Growing Up With Tamales by Gwendolyn Zepeda

growing-up-with-tamales-23** Warning- This post is kinda’ long. Growing up with Tamales (2008), written by Gwendolyn Zepeda and illustrated by April Ward, is what I read to my students today. I purchased it at the AEMP training. For those of you who don’t know, AEMP stands for Academic English Mastery Proficiency Plus. It’s basically a program that employs useful strategies to help Standard English Learners (SEL) master the Academic language needed to be successful in school. Let me just say that I am so happy to have the training. I’m also happy to have found a vendor with a whole store full of books with Hispanic-centered stories.
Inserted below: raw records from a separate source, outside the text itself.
PR #156, opened 2018-08-15
Update to correct repo (and latest version)

laxdog:
The repo currently being used for this rockon is deprecated and only hosts the 3.X versions. 

This is the new updated repo and has the 4.X versions.

### DIFF
--- a/pi-hole.json
+++ b/pi-hole.json
@@ -1,8 +1,8 @@
 {
     "Pi-Hole": {
         "containers": {
-            "pi-hole-diginc": {
-                "image": "diginc/pi-hole",
+            "pi-hole": {
+                "image": "pihole/pihole",
                 "opts": [
                     [
                         "--cap-add",
@@ -71,13 +71,13 @@
                 }
             }
         },
-        "description": "PI-Hole by DigInc",
+        "description": "The official Pi-hole Docker image",
         "more_info": "<h4>PI-HOLE™: A BLACK HOLE FOR INTERNET ADVERTISEMENTS</h4><p><b>Admin page</b></p><p>To access admin interface go to URL: http://[SERVERIP]/Admin</p><p>If you have different port than 80 you need to specify that in the URL.</p><p><b>Block Over 100,000 Ad-serving Domains</b></p><p>Known ad-serving domains are pulled from third party sources and compiled into one list.</p><p><b>Block Advertisements On Any Device</b></p><p>Network-level blocking allows any device to block ads, regardless of hardware or OS.</p><p><b>Improve Overall Network Performance</b></p><p>Since ads are blocked before they are downloaded, your network will perform better.</p>",
         "ui": {
             "slug": "admin"
         },
         "volume_add_support": false,
-        "website": "https://hub.docker.com/r/diginc/pi-hole/",
-        "version": "1.0"
+        "website": "https://hub.docker.com/r/pihole/pihole/",
+        "version": "1.1"
     }
 }


laxdog:
I've added the TZ, pulling the actual timezone from the OS. I'm having trouble testing it now though as it won't install and I can't find any logs. I'll keep poking it.

As for the dnsmasq, it does seem useful and in fact I missed that in the docs when I was doing the update. 

How will that work though if there's a new user input required? If people have it already installed and update their rockons what happens?

FroggyFlox:
Sorry to read it won't install now. I think your idea of pulling the time zone from the OS is a better idea. One less variable to set at install is always an improvement.

Regarding the update question, the user will have to uninstall before "updating" their list of Rock-on to fetch the new JSON and then reinstall the Pi-hole Rock-on. They will then be able to reuse their old pihole-conf share and see they now need another share for dnsmasq. At least that's how I believe it should take place.

magicalyak:
> Another little thing I forgot to discuss: the restart policy.
> 
> It's my understanding that with the current `--restart=always` setting, the Rock-on will be automatically turned back on upon a reboot of the computer. If I'm correct, it may be preferable to set it to `--restart=unless-stopped` as in the container's doc to respect the user's choice of turning the Rock-on off.
> 
> Any thought?

I agree, Rockstor handles the restart options automatically so this should be removed.

haioken:
FYI - Ran up a pi-hole instance with this Rockon from scratch and needed to specify "docker run" args:
--dns 127.0.0.1
--dns 8.8.8.8

Without these flags, pi-hole was unable to perform any DNS lookups, and the UI would not start.
Reason from docker logs was:
dns resolution is currently unavailable

phillxnet:
@laxdog Thanks for the submission and I know it's been a while but do you fancy picking this pr up again.
I am now able to merge in the repo and would like to help but it looks like this proposed Rock-on need just a little more attention re the comment from @FroggyFlox and @magicalyak, thanks to the both of your for you input.
@haioken Thanks for your review also much appreciated.

So is the consensus that we need the time zone fix, the explicit restart policy removed, and additional dns arguments as per @haioken's comments?

FroggyFlox:
> So is the consensus that we need the time zone fix, the explicit restart policy removed, and additional dns arguments as per @haioken's comments?

Yes. I would also add the `/etc/dnsmasq.d/` volume as mentioned above, as it is an important addition to me (making dnsmasq configuration files persistent). It is also a setting recommended on the image's documentation.
Most importantly, @haioken suggestions **need** to be implemented as otherwise it throws a blocking error.

magicalyak:
I can't find the original branch for him, I could make a new one with the change @haioken said.  Standby...Probably a new PR.
@laxdog please let me know if you want to fix this on this PR, I always feel like i'm stealing someone's thunder opening a new one.

haioken:
@magicalyak - It looks like this @FroggyFlox's request for the dnsmasq volume isn't in this PR - any particular reason for it?
This is something I'd like to see as well, I have my dodgy fix from the forums, but having it persist across multiple restarts or updates would be preferable.

magicalyak:
I’ll add it. Just didn’t yet. Might be tomorrow though. I want to review the options again and make sure we have everything.

magicalyak:
@haioken - check out and comment on https://github.com/rockstor/rockon-registry/pull/178
This should work.

phillxnet:
As per @magicalyak last comment, this pr is now obsoleted (Duplicate) by the now merged pr of #178.
Thanks to @magicalyak , @FroggyFlox , @haioken and @laxdog.

We got there in the end.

I always tell my students that everyone needs to see themselves in a book, but I did not have a lot of books featuring Hispanic children and adults. That’s why I was so happy when I found a vendor at the AEMP training who has a whole store full of books featuring Hispanic children and adults.
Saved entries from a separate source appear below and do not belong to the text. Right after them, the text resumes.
PR #157, opened 2018-08-26
Add netdata Rockon

FroggyFlox:
Although Rockstor's dashboard provides a quick and instantaneous overview of most of the server's state, it could be limited for some users who would like to have a more detailed view of the machine's CPU, RAM, DISK, and NET usage.
Its documentation reads:

> netdata is a scalable, distributed, real-time, performance and health monitoring solution for Linux, FreeBSD and MacOS. It is open-source too.
> 
> Out of the box, it collects 1k to 5k metrics per server per second. It is the corresponding of running top, vmstat, iostat, iotop, sar, systemd-cgtop and a dozen more console tools in parallel. netdata is very efficient in this: the daemon needs just 1% to 3% cpu of a single core, even when it runs on IoT.

Notably, netdata allows the users to set specific alerts at custom thresholds, which could be of great interest for some. This would require, however, the user to mount an additional share and add email credentials that most users may not need/want to add. As a result, these may be better suited for use out of Rockons.

### DIFF
--- a/netdata.json
+++ b/netdata.json
@@ -1,0 +1,40 @@
+{
+    "Netdata": {
+        "containers": {
+            "netdata": {
+                "image": "titpetric/netdata",
+                "launch_order": 1,
+                "opts": [
+                    [
+                        "--cap-add=SYS_PTRACE",
+                        ""
+                    ],
+                    [
+                        "-v",
+                        "/proc:/host/proc:ro"
+                    ],
+                    [
+                        "-v",
+                        "/sys:/host/sys:ro"
+                    ]
+                ],
+                "ports": {
+                    "19999": {
+                        "description": "port used to access the webUI port",
+                        "host_default": 19999,
+                        "label": "webUI port",
+                        "ui": true
+                    }
+                }
+            }
+        },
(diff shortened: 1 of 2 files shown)


FroggyFlox:
I just added a commit to mount a volume to load custom configuration files, allowing the user to load custom plugins and customize the information displayed by Netdata.

phillxnet:
@FroggyFlox This looks like a really useful addition. Just tried it post override volume addition and all appears to be working as expected:

rock-on-test-netdata-sys-verview

I haven't however checked any of the config override capabilities myself but by default there is a tone of stuff that appears to work as expected.

Nice.

FroggyFlox:
Thanks for your enthusiastic feedback @phillxnet!
I tested the override 'feature' of this image and it does work as advertised: upon container start, all files placed in the mounted 'override' volume are copied back into `etc/netdata` which contains the original netdata configuration files.
Here are the [related lines](https://github.com/titpetric/netdata/blob/5d20c683685733c43bc40a2bd03189e846cc8cc3/releases/latest/scripts/run.sh#L109-L111) of the `run.sh` script triggered at every container's start:
```
for f in /etc/netdata/override/*; do
  cp -a $f /etc/netdata/
done
```

FroggyFlox:
Reference to this Rock-on was now added to the "root.json" file.

phillxnet:
Thanks @FroggyFlox much appreciated. Apologies for the unreasonable delay in merging this.

FroggyFlox:
No worries, @phillxnet, thanks a lot for merging this!

PR #161, opened 2018-09-23
Update Emby Rockon

### LINKED ISSUE #152: Update Emby Rock-on
Emby server recently released all its versions on DotNet and thus changed its docker image substantially. While the current Json Rock-on still works, updating it would bring a few new features.
https://hub.docker.com/r/emby/embyserver/

I'll try to spend time on this and am creating this issue to remind me and keep track it it.

FroggyFlox:
Fixes #152.

This updated Rockon includes a new "devices" object to allow users with compatible hardware to mount the corresponding device for hardware transcoding.
It also includes a new ENV variable `GIDLIST` to add system users with access to this device.

For backward compatibility, this keeps the `--net=host` option, but this also means that, as before, the port selection remains without actual use as the default emby ports can be used (8096 for HTTP, and 8920 for HTTPS). Would somebody know what needs this option?

### DIFF
--- a/embyserver.json
+++ b/embyserver.json
@@ -1,5 +1,5 @@
 {
-    "EmbyServer": {
+    "Emby server": {
         "containers": {
             "embyserver": {
                 "image": "emby/embyserver",
@@ -10,6 +10,12 @@
                         ""
                     ]
                 ],
+                "devices": {
+                    "VAAPI": {
+                        "description": "<u>Optional:</u> path to hardware transcoding device (/dev/dri/renderD128). Leave blank if not needed.",
+                        "label": "VAAPI device"
+                    }
+                },
                 "ports": {
                     "8096": {
                         "description": "Emby Server WebUI port. Suggested default: 8096",
@@ -17,6 +23,13 @@
                         "label": "WebUI port",
                         "protocol": "tcp",
                         "ui": true
+                    },
+                    "8920": {
+                        "description": "Emby Server HTTPS port. Suggested default: 8920",
+                        "host_default": 8920,
+                        "label": "HTTPS port",
+                        "protocol": "tcp",
+                        "ui": false
                     }
                 },
                 "volumes": {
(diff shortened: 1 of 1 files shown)


phillxnet:
@FroggyFlox Thanks for these corrections / enhancements. I'm assuming all is OK here as you are more up on this code area's function than myself.

Noting however that we do have a Rock-on name change here, but I know you have tested this yourself locally.

Merging for now as we should be robust to this and if not then we can sort on the code side hopefully.

Thanks for the explicit mention of continued use of --net=host. Definitely something we need to re-visit across all our Rock-ons. Maybe some kind of 'red flag' by each in the UI if they use this. Again an area you are more familiar with.

FroggyFlox:
Thanks @phillxnet ,

> Noting however that we do have a Rock-on name change here, but I know you have tested this yourself locally.

As this was a Rock-on already existing remotely, that is actually something I actually wasn't sure how to test locally so hopefully that won't break things. As the entry in the `root.json` is the same that should be ok. My expected behavior would be that Rockstor detects that the existing entry in db is not in `root.json` anymore and thus delete it, before replacing it with the one in the `root.json`. I hope I didn't drop the ball on that one.

> Thanks for the explicit mention of continued use of --net=host. Definitely something we need to re-visit across all our Rock-ons. Maybe some kind of 'red flag' by each in the UI if they use this.
That's a good idea... I could integrate that and/or another way to change this in my current work on docker networks, but maybe that deserves a separate and dedicated issue and discussion.

phillxnet:
@FroggyFlox Opps sorry I forgot to enter my comment re this change in my current issue:

"missing root.json entries" #171

Have now committed the comment re my intended change in that file re this merge.

Let me know if I should hold off on that change in that issue?

FroggyFlox:
> Let me know if I should hold off on that change in that issue?

I believe it should be ok for users without this Rock-on installed, as well as for those with a current install of it, but if you prefer to stay on the conservative side of things, don't hesitate to revert the name change and keep it as before. That change was purely cosmetic after all... Sorry again for not being able to answer this for sure :-(

phillxnet:
@FroggyFlox Thanks. I think I'll go with the change as it's best if we maintain sync between the displayed name and what people may have to type in the 'emergency delete' script. Plus I think "Emby server" is more proper than the 2 words rolled together.

PR #167, opened 2018-10-13
Fix volume binding

### LINKED ISSUE #165: COPS Rockon incorrectly configures /movies
https://github.com/rockstor/rockon-registry/blob/master/cops.json#L21

^ Here we're setting up for books at the /movies path. COPS configuration in the image is looking for books at the /books path. This blocks COPS from running properly. 

Recommend updating the line to /books instead of /movies. I'm unable to try it / create a pull from my current environment.

FroggyFlox:
As discovered by @lgchris, the container requires a `/books` binding and not `/movies`. See the corresponding issue #165 for details.
Fixes #165 .

### DIFF
--- a/cops.json
+++ b/cops.json
@@ -18,7 +18,7 @@
                         "description": "Choose a Share for cops configuration. Eg: create a Share called cops-config for this purpose alone.",
                         "label": "Config Storage"
                     },
-                    "/movies": {
+                    "/books": {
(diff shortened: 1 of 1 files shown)


phillxnet:
@FroggyFlox Thanks for sorting out this fix and apologies to both you and @lgchris for the delay.

PR #168, opened 2018-11-13
Medusa Rockon

shadofall:
json file for the medusa PVR docker

### DIFF
--- a/medusa.json
+++ b/medusa.json
@@ -1,0 +1,53 @@
+{
+    "medusa": {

Well, at the training, I found the perfect story to purchase and read to my students. Since we just finished reading Too Many Tamales by Gary Soto, this was a natural progression into Hispanic literature. That’s why I I read my newly acquired purchase to my class today. It has English and Spanish text. First I read the English text, then my assistant read the Spanish. Now, on to the review.
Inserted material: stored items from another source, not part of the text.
PR #169, opened 2019-01-10
Plex official

coleberhorst:
Added a version of plex that uses the official image source and updates more frequently than current.

### DIFF
--- a/plex-official.json
+++ b/plex-official.json
@@ -31,13 +31,15 @@
                 "environment": {
                     "PLEX_UID": {
                         "description": "Enter a valid UID to run Plex with. It must have full permissions to all shares mapped in the previous step.",
-                        "label": "UID",
-                        "index": 1
+                        "label": "UID"
                     },
                     "PLEX_GID": {
                         "description": "Enter a valid GID to use along with the above UID. It(or the above UID) must have full permissions to all shares mapped in the previous step.",
-                        "label": "GID",
-                        "index": 2
+                        "label": "GID"
+                    },
+                    "PLEX_CLAIM": {
+                        "description": "The claim token for the server to obtain a real server token. If not provided, server will not be automatically logged in. If server is already logged in, this parameter is ignored. You can obtain a claim token to login your server to your plex account by visiting https://www.plex.tv/claim. Leave blank to sign in via plex.tv.",
+			            "label": "claim token (https://wwww.plex.tv/claim) (optional)"
                     }
                 }
             }
--- a/plex-official.json
+++ b/plex-official.json
@@ -6,7 +6,6 @@
                 "opts": [
                     [
                         "--net=host",
-                        "-e=TZ=$(timedatectl status|grep -oP 'zone:\\s+[\\w/]+'",
                         ""
                     ]
                 ],
--- a/plex-official.json
+++ b/plex-official.json
@@ -6,6 +6,7 @@
                 "opts": [
                     [
                         "--net=host",
+                        "-e=TZ=$(timedatectl status|grep -oP 'zone:\\s+[\\w/]+'",
                         ""
                     ]
                 ],
@@ -29,20 +30,15 @@
                     }
                 },
                 "environment": {
-                    "TZ": {
-                        "description": "Set the timezone inside the container. For example: Europe/London or America/Chicago. The complete list can be found here: https://en.wikipedia.org/wiki/List_of_tz_database_time_zones",
-                        "label": "TIMEZONE",
-                        "index": 1
-                    },
                     "PLEX_UID": {
                         "description": "Enter a valid UID to run Plex with. It must have full permissions to all Shares mapped in the previous step.",
                         "label": "UID",
-                        "index": 2
+                        "index": 1
                     },
                     "PLEX_GID": {
                         "description": "Enter a valid GID to use along with the above UID. It(or the above UID) must have full permissions to all Shares mapped in the previous step.",
                         "label": "GID",
-                        "index": 3
+                        "index": 2
                     }
                 }
             }
--- a/plex-official.json
+++ b/plex-official.json
@@ -39,7 +39,7 @@
                     },
                     "PLEX_CLAIM": {
                         "description": "The claim token for the server to obtain a real server token. If not provided, server will not be automatically logged in. If server is already logged in, this parameter is ignored. You can obtain a claim token to login your server to your plex account by visiting https://www.plex.tv/claim. Leave blank to sign in via plex.tv.",
-			            "label": "claim token (https://wwww.plex.tv/claim) (optional)"
+			            "label": "token (https://wwww.plex.tv/claim)"
                     }
                 }
             }
--- a/plex-official.json
+++ b/plex-official.json
@@ -31,16 +31,12 @@
                 "environment": {
                     "PLEX_UID": {
                         "description": "Enter a valid UID to run Plex with. It must have full permissions to all shares mapped in the previous step.",
-                        "label": "UID"
+                        "label": "UID",
                     },
                     "PLEX_GID": {
                         "description": "Enter a valid GID to use along with the above UID. It(or the above UID) must have full permissions to all shares mapped in the previous step.",
                         "label": "GID"
                     },
-                    "PLEX_CLAIM": {
-                        "description": "The claim token for the server to obtain a real server token. If not provided, server will not be automatically logged in. If server is already logged in, this parameter is ignored. You can obtain a claim token to login your server to your plex account by visiting https://www.plex.tv/claim. Leave blank to sign in via plex.tv.",
-			            "label": "token (https://www.plex.tv/claim)"
-                    }
                 }
             }
         },
--- a/plex-official.json
+++ b/plex-official.json
@@ -24,7 +24,7 @@
                         "label": "Config Storage"
                     },
                     "/data": {
-                        "description": "Choose a Share for Plex content(your media). Eg: create a Share called plex-data for this purpose alone. You can also assign other media Shares on the system after installation.",
+                        "description": "Choose a share for Plex content (your media). Eg: create a share called plex-data for this purpose alone. You can also assign other media shares on the system after installation.",
                         "label": "Data Storage"
                     }
                 },
--- a/plex-official.json
+++ b/plex-official.json
@@ -29,15 +29,20 @@
                     }
                 },
                 "environment": {
+                    "TZ": {
+                        "description": "Set the timezone inside the container. For example: Europe/London or America/Chicago. The complete list can be found here: https://en.wikipedia.org/wiki/List_of_tz_database_time_zones",
+                        "label": "TIMEZONE",
+                        "index": 1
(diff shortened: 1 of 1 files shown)


phillxnet:
@coleberhorst Thanks for the submission.
I'd like to request a change however:
You have manual timezone entry but we can set this auto style via the build in mapping.
See the following pull request where this was also added inadvertently:
"Duckdns" #138
The docker image should pick on on the machines local time. This will also simplify setup and avoid users having to look up time zone codes.

phillxnet:
Linking to your forum thread relating to this pull request for context:

"Plex from official image"
https://forum.rockstor.com/t/plex-from-official-image/5676

where @FroggyFlox and forum user Haioken address some issues with this pr.

Thanks again for stepping up to supply an official Plex rock-on.

FroggyFlox:
Thanks for the update @coleberhorst,

> Passing the system timezone to the -e switch ended up working and I updated my pull request.

Have you tried without specifying the TZ at all? As mentioned in the corresponding forum post, Rockstor automatically binds the system's localtime to this end so you may not need to.
See the corresponding code: [https://github.com/rockstor/rockstor-core/blob/33917f112011d13e702633f525f2afdc0de78238/src/rockstor/storageadmin/views/rockon_helpers.py#L186-L187](https://github.com/rockstor/rockstor-core/blob/33917f112011d13e702633f525f2afdc0de78238/src/rockstor/storageadmin/views/rockon_helpers.py#L186-L187)

coleberhorst:
ok it does seem to work without the timezone binding. i tried a version without timezone, but maybe some other problem prevented it from loading. Works now, I think it is ready for merge and/or someone else to test it.

phillxnet:
@coleberhorst Thanks for you effort on this one and sorting that timezone bit out.

Lets get a review and if all is well this can go it.

plex-official.json
```diff
@@ -0,0 +1,54 @@
...
+                    }
+                },
+                "environment": {
+                    "PLEX_UID": {
+                        "description": "Enter a valid UID to run Plex with. It must have full permissions to all Shares mapped in the previous step.",
+                        "label": "UID",
+                        "index": 1
+                    },
+                    "PLEX_GID": {
+                        "description": "Enter a valid GID to use along with the above UID. It(or the above UID) must have full permissions to all Shares mapped in the previous step.",
```
FroggyFlox: Comply with Rockstor standard format ([rockstor/rockstor-core#1914](https://github.com/rockstor/rockstor-core/pull/1914)):
```suggestion
                        "description": "Enter a valid GID to use along with the above UID. It(or the above UID) must have full permissions to all shares mapped in the previous step.",
```

plex-official.json
```diff
@@ -0,0 +1,54 @@
...
+                        "label": "GID",
+                        "index": 2
+                    }
+                }
+            }
+        },
+        "description": "Official Plex Media Server Docker Repo",
```
FroggyFlox: Comply with Rockstor standard format ([rockstor/rockstor-core#1914](https://github.com/rockstor/rockstor-core/pull/1914)):
```suggestion
        "description": "Official Plex Media Server docker repository",
```

plex-official.json
```diff
@@ -0,0 +1,54 @@
...
+        "more_info": "<h4>Adding more media to Plex.</h4><p>You can add more Shares(with media) to Plex from the settings wizard of this Rock-on. Then, from Plex WebUI, you can update and re-index your library.</p>",
```
FroggyFlox: Comply with Rockstor standard format ([rockstor/rockstor-core#1914](https://github.com/rockstor/rockstor-core/pull/1914)):
```suggestion
        "more_info": "<h4>Adding more media to Plex.</h4><p>You can add more shares (with media) to Plex from the settings wizard of this Rock-on. Then, from Plex WebUI, you can update and re-index your library.</p>",
```

phillxnet:
@FroggyFlox re accessing the Plex rock-on Web-UI; we may have had something similar before with our existing Plex container. See:
"add plex ui access tip on rock-on write-up"
https://github.com/rockstor/rockstor-doc/issues/172
which was a suggested doc work around.
May not be relevant here though.

FroggyFlox:
Thanks for the link, @phillxnet!

Unfortunately, I get a browser error ("the connection was reset" if I remember correctly) and cannot even connect the Plex "Sign-in" page. I can if I follow the workaround documented on docker hub (use ssh tunneling to link localhost on a user machine to the server's ip).
Interestingly I do not have this problem with the existing Linuxserver.io Plex rock-on. This may be limited to myself, though, but we would need confirmation by somebody else.

coleberhorst:
Ok I tried to test by deleting my plex-config share and replacing the json with a freshly downloaded one from this pull request. It worked well and had to do the usual server fresh setup, but I was still signed into plex (maybe plex pulls shared cookies from plex.tv signin idk. So not a conclusive test.

Tried again by deleting plex-config, rockons share (in case it had any credentials or something), and signed out of plex on my browser and even opened it in icognito mode. I was redirected to a sign on screen from the normal app.plex.tv. So I cannot verify any issue requiring ssh to access the web gui on Chrome- Windows 10.

I did experience a weird bug where rockstor only presented me the option to choose a share for /data and not for /config. I pressed update and it requested both. I'm not sure if this is fixable in the .json or just one of the quite a few rockon webui bugs I have experienced.

coleberhorst:
Oh some plex installs, I have seen rockstor require several minutes to load plex because the install is quite large compared to other images. Maybe that's it?

magicalyak:
Don't you want to add this?
PLEX_CLAIM The claim token for the server to obtain a real server token. If not provided, server will not be automatically logged in. If server is already logged in, this parameter is ignored. You can obtain a claim token to login your server to your plex account by visiting https://www.plex.tv/claim

magicalyak:
I tested the rockon and it works but adding the CLAIM would help.  I added it and it saves the setup step.  Load was quick for this container also.

`
.... (under environment)
                    },
		    "PLEX_CLAIM": {
			"description": "The claim token for the server to obtain a real server token. If not provided, server will not be automatically logged in. If server is already logged in, this parameter is ignored. You can obtain a claim token to login your server to your plex account by visiting https://www.plex.tv/claim",
			"label": "claim token (https://wwww.plex.tv/claim)",
			"index": 3
		    }

`

coleberhorst:
@phillxnet is there a way to make this claim token optional? 

I'm fine with including it, but I'm unsure whether the rockon "philosophy" is require the least amount of input from the user. My personal opinion is the plex.tv redirect page is very clean; however, if you like the claim token or claim token option idea, I'll add it.

magicalyak:
If you leave it blank it won’t set. I guess we just need to say that better in the input if it’s not clear.

coleberhorst:
Ok when testing the claim code, leaving it blank causes rockstor to complain that it is required. So I'll just wait for a response to my question about how to make environment vars optional?

If there isn't a way to make optional environment vars, I'm tempted to revert because adding a box and link to the seems awkward when clicking the Plex-official UI button brings you to the sign in page. I guess it's more of a rockon philosophy question at that point: is it better to have less required inputs or not?

magicalyak:
It depends lol!  I know if I used the rockon I'd want the auto-login and would input the tag (it's only during install and a blank box is accepted).  I can't do that if the box isn't there.  However, the linuxserver.io image doesn't have it and I seem to use a cookie to just login anyway.  I'm fine either way honestly.  We can also open an issue and PR this if someone wants it later but I thought it would be good to have now.

magicalyak:
Also is this ready to test?

coleberhorst:
Yessir!

coleberhorst:
Thanks for testing everyone! My only reservation is that the current version forces the user to enter a claim code (leaving blank doesn't work). If that's ok with you guys, I'll just leave it in. 

I'd need to remove the language about leaving it blank from the description before it gets merged. Unless there's a way to allow it to be blank / optional? Other option is removing it. Need some feedback from others on this.

magicalyak:
If it won’t work blank remove that part and let’s go without it.  Sorry to make this difficult.

coleberhorst:
ok reverted. ready for merge.

plex-official.json
```diff
@@ -0,0 +1,52 @@
...
+                    },
+                    "/data": {
+                        "description": "Choose a share for Plex content (your media). Eg: create a share called plex-data for this purpose alone. You can also assign other media shares on the system after installation.",
+                        "label": "Data Storage"
+                    }
+                },
+                "environment": {
+                    "PLEX_UID": {
+                        "description": "Enter a valid UID to run Plex with. It must have full permissions to all shares mapped in the previous step.",
+                        "label": "UID",
```
phillxnet:
```suggestion
                        "label": "UID"
```

phillxnet: I think we just had a rouge comma added here.

coleberhorst:
awesome thanks for catching those. My revert wasn't as clean as I thought.

phillxnet:
@coleberhorst Well done on persevering with this. It's now undergone a goodly number of changes and had a number of reviews so can we have a final test of what this pr represents now and if it works as expected then lets get it in.

coleberhorst:
I confirmed the latest json works.

Hooverdan96:
The only challenge I see with the official image is that it doesn't offer the additional architectures like the linuxserver does (in reference to this discussion issue by @mcbridematt : https://github.com/rockstor/rockstor-core/issues/2191

And finally, one more question for @coleberhorst , on the docker hub there is this blob about the tag (https://hub.docker.com/r/plexinc/pms-docker - section on Tags):

> In addition to the standard version and latest tags, two other tags exist: _plexpass_ and _public_. These two images behave differently than your typical containers. These two images do not have any Plex Media Server binary installed. Instead, when these containers are run, they will perform an update check and fetch the latest version, install it, and then continue execution. They also run the update check whenever the container is restarted. To update the version in the container, simply stop the container and start container again when you have a network connection. The startup script will automatically fetch the appropriate version and install it before starting the Plex Media Server.

Since in the json you don't specify a version (i.e. translates into "latest") - does that mean that the version does not get updated unless the container is forcibly removed and then newly pulled (as opposed to a stop/restart triggering an update/upgrade)? If that's the case, we might have to mention that in this RockOn

phillxnet:
@FroggyFlox @Hooverdan96 and @coleberhorst I'm thinking now this pr has reached the no-activity threshold and should be closed. My apologies to all concerned but I think we should now shy away from multiple Rock-ons essentially offering a near identical instance of a project, such as Plex in this case.

Such customisation is always still available to folks via the locally hosting Rock-on definitions but from now on I think we should really try for only quite different instances of one project and then only if there is real value in having the different/parallel versions.

Also we have now gotten a lot of house work to do so having to be a little more clean cut with getting rid of stuff that has not received appropriate attention.

Obviously anyone concerned should chime in if they fee this is an overstep but we must now reduce this repo to something more fluid/flowing and reducing it's backlog is a part of who I would like to approach that.

Hooverdan96:
Agreed. I think we can close this one for now.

Before I read it, I asked my students if they wanted to hear it in Spanish. “Yeesssss,” was the resounding answer. As she read, My Spanish speaking students were absolutely mesmerized. A couple of them were smiling so hard I thought their cheeds were going to pop. They loved it. It was nice because I was including everyone. I wasn’t only being sensitive to my Black students, but my Hispanic students as well. I’m happy that my assistant is Mexican. That way, my students are totally comfortable in the class and they are represented by both of us. It was nice because they got a chance to hear someone else’s voice besides mine. Not to mention that they got to hear another language.

While my assistant was reading, one of my Black students raised his hand and said:

“She not reading right”.

“Well, Nu. It’s not that she’s not reading right. She’s just not reading in English because she’s reading in Spanish,” I said.

“I don’t like it,” he said. Well, Nu, I’m sorry that you feel that way, but the Hispanic students in the class need to see themselves and have a piece of their heritage present in the classroom. I read books all the time with Black people in it. Don’t you think they want to see someone that looks like them in a book sometimes? We have to be fair.

“Now, I will tolerate no more interruptions,” I said. “We will finish this story”. So, now that I’ve told an incredibly long story, I’d like to get to the review.

The children in the story, Lidia and Ana, are sisters. The story, told from Ana, the younger sister’s point of view, begins on Christmas day as they are making tamales. Ana, who is two years younger than Lidia, laments the fact that Lidia always gets the chance to do everything before she does. Ana is soooo mad. She’s six now, and she gets to mix the cornmeal, but Lidia gets to spread the dough on the corn husk leaves.

Taken directly from the site:

[A]na wishes that she was eight, so that her hands were big enough to spread the dough just right–not too thick and not too thin.”

And so the years pass, and Ana turns eight, ten, twelve, fourteen, sixteen. But every year, big sister Lidia is always two years older. Ana envies her elder sibling and wishes she could do what Lidia does: put just the right amount of meat inside the tamales and roll them up; steam the tamales without scalding herself with the hot, hot steam; chop and cook the meat for the tamales without cutting or burning her hands.

When she turns eighteen, though, Ana knows she will keep making tamales and she will be able to do all of the steps herself in her very own factory. What happens after that? I guess you’re going to have to read it to see for yourself. Buy it or check it out at your local library.

This book was a great read with a rhythmic text that flowed nicely. The illustrations were very bright and colorful; very eye catching. I would put the age range at 2-100 years. Everyone would enjoy this book. I did. My students did also. One of the reasons why- Everyone needs to see themselves in a book. Yesterday, they did. I plan on buying many more books with Hispanic-centered themes.